2.1 Dynamical seasonal forecasting systems

The main seasonal forecasting system that we use in this study is GloSea4 (‘G4’). It is an ensemble prediction system that uses the HadGEM3 coupled GCM to model interactions across all physical components of the climate system: ocean, atmosphere, land surface and sea ice. Arribas et al. (2011) describe G4 and its performance in detail. In this paper we use the version that became operational in November 2010. Compared to Arribas et al. (2011) this version has increased vertical resolution in the ocean (20 layers in the top 60 m), and increased vertical resolution in the atmosphere, with 21 additional levels in the troposphere and an extended lid to resolve the stratosphere; 3-hourly ocean-atmosphere coupling instead of daily coupling. Separate analyses for ocean, atmosphere, land surface and sea ice are used to initialise the model.

The inherent uncertainty of forecasting climate anomalies at seasonal timescales motivates the use of ensemble techniques in G4. Our seasonal forecasts provide probabilities for a range of outcomes, rather than a single deterministic forecast. To evaluate model skill and for bias correction hindcasts with G4 are available for the period 1996–2009. Hindcasts are initialised 8 days apart with three ensemble members per hindcast start date. To increase ensemble size we pool three adjacent start dates (say 25 April, 1 May, 9 May) giving a total of 3 × 3 = 9 members. The 9-member ensemble thus aggregated is assigned, nominally, the start date of the middle set (1 May in this example). For further details about G4 the reader is referred to Arribas et al. (2011).

We have also used hindcasts from the ENSEMBLES project. These are 9-member hindcasts with six different coupled seasonal forecasting systems, described by Weisheimer et al. (2009). We used ENSEMBLES 1 May hindcasts for the years 1979–2005. Although this is a different hindcast period than G4, the ENSEMBLES models offer a good way to quantify model skill in structurally different seasonal forecasting systems and thus assess the robustness of the G4 results.

2.2 Observations and reanalyses

To evaluate model skill in seasonal forecasts we need to determine onset dates from observations. For this we require datasets with spatially complete coverage and a temporal resolution of 5–10 days. For rainfall we use satellite-based estimates. We use pentadal GPCP data (Xie et al. 2003) for years 1979–2010 (vn 1.0, using real time ‘rt’ data for 2008–2010). We also used TRMM (1998–2010), daily accumulations of 3-hourly rainfall rates 3B42 vn6 (Simpson et al. 1988) which we averaged into 5-day means.
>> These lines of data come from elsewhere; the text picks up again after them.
Issue #8795, opened 2020-05-26
Option "Force object refresh on editor open" does not work on Oracle packages


simasch:
#### System information: 
- Window 10
- 7.0.5

#### Connection specification:
- Oracle 12.2.0.1.0
- Oracle JDBC

#### Describe the problem you're observing:
Oracle Packages are not refreshed when the option "force object refresh on editor open" is set.

This is a severe error because it may lead to lost updates on package declarations!

#### Steps to reproduce, if exist:
Edit a package in another editor like SQL Developer and open the package in DBeaver. You will see that the changes are not visible.

#### Include any warning/errors/backtraces from the logs
No entries found in the log files

simasch:
The problem are these lines in NavigatorHandlerObjectOpen

```
if (DBWorkbench.getPlatform().getPreferenceStore().getBoolean(NavigatorPreferences.NAVIGATOR_REFRESH_EDITORS_ON_OPEN)) {
    if (databaseObject instanceof DBSObjectContainer) {
        // do not auto-refresh object containers (too expensive)
    } else {
        refreshDatabaseNode(dnNode);
    }
}

```

OraclePackage implements DBSObjectContainer and will not be refreshed.
This is a mistake for Packages.

uslss:
verified

PR #8799, opened 2020-05-26
#8795: Option "Force object refresh on editor open" does not work on …

simasch:
…Oracle packages: Removed exclusion of DBSObjectContainer from refresh

I don't see a problem when refreshing DBSObjectContainer . We have very large Packages in Oracle and I didn't found an issue.


p91paul:
I'm not a dbeaver developer and I don't know why containers were excluded to begin with. However I think it might be safer to add a condition specifically for oracle packages instead of refreshing all DBSObjectContainer. Especially since you are touching code that seems shared between all database providers, and it's unlikely you know the implications for all DBSObjectContainer subclasses in all DBMS.

simasch:
@p91paul I can only see two DB specific implementations for DBSObjectContainer MySQL and Oracle. And therefore I removed the check. But you are probably right.

serge-rider:
I can't remember when and why this condition was added. Perhaps it doesn't make any sense now.
Let's try it (fix will be added and tested after 7.1).

Issue #8898, opened 2020-06-04
Support For YugabyteDB Distributed SQL Database


nchandrappa:
**Is your feature request related to a problem? Please describe.**
Please support the YugabyteDB Distributed SQL database in DBeaver. 

**Describe the solution you'd like**
YugabyteDB supports ANSI SQL, fully-relational geo-distributed SQL with PostgreSQL compatibility. As we continue to bring the PostgreSQL features into geo-distributed SQL, we will need to only enable DBeaver PostgreSQL features that are currently supported by YugabyteDB. As part of the this solution, we will configure a Yugabyte Specific JDBC Datasource. 

**Describe alternatives you've considered**
We have tried creating a custom driver definition of type "PostgreSQL", by default PostgreSQL driver uses `postgres` user and `postgres` database, however, Default user and database for YugabyteDB is `yugabyte`. Additionally, we have to disable PostgreSQL features like `MaterializedViews` which are yet to be enabled in YugabyteDB.

serge-rider:
Please see comments in #8899

serge-rider:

TRMM uses precipitation radar measurements which are not used in GPCP making it a valuable additional rainfall estimate data set, even if its record is short. In addition to these rainfall estimates we will also use NOAA OLR observations from 1975 to 2010 (Liebmann and Smith 1996).
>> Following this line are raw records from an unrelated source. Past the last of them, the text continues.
PR #8916, opened 2020-06-08
Default to using MySQL's longer connection timeout var

angusholder:
MySQL and MariaDB have a connection property called `interactiveClient`, which is intended to be set on connections that are in direct use by a human, and causes MySQL to make the connection timeout be the (typically longer) `interactive_timeout` variable instead of `wait_timeout`.

As an example, our database has `wait_timeout` as 10 minutes, and `interactive_timeout` as 8 hours. Since DBeaver wasn't setting `interactiveClient` by default, my connection was being killed after 10 minutes, causing my temporary table I was working with to be dropped, which is pretty annoying and unnecessary.

A stock install of MySQL  has both `interactive_timeout` and `wait_timeout` set as 8 hours, so many people probably don't run into this snag until they start tweaking some of the database defaults, set `wait_timeout` lower to keep so fewer connections sitting around, then don't realize it's the cause of their frustrations that DBeaver's connections die very quickly.


serge-rider:
Let's try it in 7.1.5.

Thanks for the contribution!

Issue #8304, opened 2020-03-31
oid::regclass returns NULL


michalk-k:
Doday I found that cast of **srrelid** column of **pg_subscription_rel** table returns NULL.
By documentation, srrelid column is type of oid (the same as in pg_class)

The same query run in pgAdmin3 returns table names which leads me to conclusion this is DBeaver issue.

![obrazek](https://user-images.githubusercontent.com/7868445/78040755-286d3b00-7370-11ea-9e84-902e0a4e96ad.png)

![obrazek](https://user-images.githubusercontent.com/7868445/78040810-3e7afb80-7370-11ea-8353-cab441a02c7c.png)

If I cast one of IDs directly in SELECT statement, it works as expected:
![obrazek](https://user-images.githubusercontent.com/7868445/78041419-f3151d00-7370-11ea-8704-af43f06e51e4.png)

Throughout this study we will use two recent, state-of-the-art reanalysis products: MERRA (Rienecker et al. 2011) and ERA-interim (‘ERAI’, Dee et al. 2011) for a number of variables. We use reanalysis data from the period 1979–2010.

2.3 Onset definitions

We need to specify a definition for monsoon onset that can be evaluated in dynamical seasonal forecast models, global reanalyses and gridded observations. With this definition we can then formulate a forecast for timing of the onset and evaluate forecast skill. Definitions of onset of WAM fall into two categories: onset is either defined (1) in terms of local rainfall occurrences and constraints on wet/dry periods or (2) in terms of large-scale changes to the monsoon system, not limited to rainfall (e.g. changes in longwave radiative flux or circulation). Local onset indicators are usually defined with agricultural applications in mind, e.g. Ati et al. (2002), Sivakumar (1988). They are often formulated for a particular region. Marteau et al. (2009) show that local onset dates that are defined in this way tend to be characterised by weak spatial coherence of interannual variability across stations reporting rainfall. If at the individual station level small-scale processes are important in controlling local onset then that may turn out to be difficult to predict at seasonal timescales. Local onset defined at the station level can also be difficult to evaluate in global models, requiring downscaling or calibration steps to account for model biases and limitations in resolution. Large-scale onset indicators have been used extensively in scientific studies of the West African monsoon and are meant to capture large-scale changes that occur in the monsoon system around the time of onset.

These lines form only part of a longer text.